Preserve Text Wrapping & Gap between Table Borders during DOCX to PDF Conversion using C# .NET API

Hi,

When converting a DOCX with some tables to PDF. I noticed the borders became different and some one line rows became two lines.

Code:
var doc = new Document(@".\test14.docx");
doc.Save(@".\test14.pdf");

I’ve attached the test files and a screenshot for your reference. Could you please take a look?

image.png (150.4 KB)
test14.zip (162.2 KB)

Thanks,

@ServerSide527,

We tested the scenarios and have managed to reproduce the same problems on our end. For the sake of corrections, we have logged the following issues in our issue tracking system.

WORDSNET-19471: related to gap between table borders missing in PDF
WORDSNET-19477: related to incorrect text wrapping in PDF

We will further look into the details of these issues and will keep you updated on the status of corrections. We apologize for your inconvenience.

@ServerSide527,

Regarding WORDSNET-19477, we have completed the work on your issue and concluded to close this issue as Not a Bug. Please see the following analysis details:

This Word document has the Kerning feature enabled. Aspose.Words can correctly render such documents only with the help of the HarfBuzz shaping engine. This requires installing the Aspose.Words.Shaping.Harfbuzz nuget package and adding an extra line of code:

var doc = new Document(@".\test14.docx");
doc.LayoutOptions.TextShaperFactory = Aspose.Words.Shaping.HarfBuzz.HarfBuzzTextShaperFactory.Instance;
doc.Save(@".\test14.pdf");

To learn more about OpenType features, please refer to the following article:
How to Use OpenType Features

Hi,

Thanks for your reply. I have tried the new library and it seemed to work on issue WORDSNET-19477, no new lines were created.

However, in the ticket status in this post, I saw WORDSNET-19471 (related to gap between table borders missing in PDF) was closed and not fixed, while WORDSNET-19477 is still open.

According to the comment in Preserve Text Wrapping & Gap between Table Borders during DOCX to PDF Conversion using C# .NET API - #2 by awais.hafeez it should be the other way around.

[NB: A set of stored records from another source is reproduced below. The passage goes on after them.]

PR #1363, opened 2020-01-14
JSUI-2822 Replace querySuccess with deferredQuerySuccess in DynamicFacets

ThibodeauJF:
https://coveord.atlassian.net/browse/JSUI-2822


ThibodeauJF:
@rdeandaCoveo The way the tabs are managed now, like we discussed, is not something we would recreate at all if we could 😄 
Althought here it is more the fact that the tab components hooks to the querySuccess event and disables/enables facets on the fly, which interacts with the querySuccess hook for the manager.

Could you help me check if the status of the ticket was incorrect?

Thanks,

@ServerSide527,

The issue of “Gap between Table Borders missing in PDF” (WORDSNET-19471) is now fixed and the fix will be included in the next version of Aspose.Words i.e. 19.12. We will inform you via this thread as soon as Aspose.Words 19.12 containing the fix of your issue will be released at the start of next month.

Thanks for your further input/feedback on this topic. We will close WORDSNET-19477 with “Not a Bug” status. Please use the workaround mentioned here.

Thank you.

I have read the article but could you give me a bit more technical details on how HarfBuzz operates with Aspose, since it is quite external?

I saw in the article that it was used for OpenType fonts but here the font involved was TrueType (Arial). Could you let me know why it still made a difference with the library?

Could you also let me know where else the library might make an impact and is there any known limitation / regression if I used this library?

Thanks,

@ServerSide527,

We have logged your questions/concerns in our issue tracking system and will keep you posted on further updates.

Hi,

Could we have any update on the previous question in Preserve Text Wrapping & Gap between Table Borders during DOCX to PDF Conversion using C# .NET API - #6 by ServerSide527 ?

We’d like to be aware of the possible positive or negative impact of introducing the library for all our PDF rendering (since we can’t know when we should use it or not for different documents, we will have to turn it on for all kinds of documents).

Thanks,

@ServerSide527,

Thanks for your inquiry. I am afraid, we do not have any further update on this topic yet. But, we have logged your concerns in our issue tracking system and will keep you posted on further updates. We apologize for the delay.

@ServerSide527,

If you have documents with such features as Kerning, number forms or have documents with complex scripts such as Arabic, Thai, Hindi and many others, the only option to get correct rendering to PDF is to use the HarfBuzz library. Using this library will probably affect performance slightly. However, this library is written in C, so it should work very fast. Also it is used in many Linux distributions nowadays, so we do not expect any serious issues with this library.

Regarding your other questions about relations between OpenType and TrueType fonts, we would suggest you please read these articles to get better understanding:

The issues you have found earlier (filed as WORDSNET-19471) have been fixed in this Aspose.Words for .NET 19.12 update and this Aspose.Words for Java 19.12 update.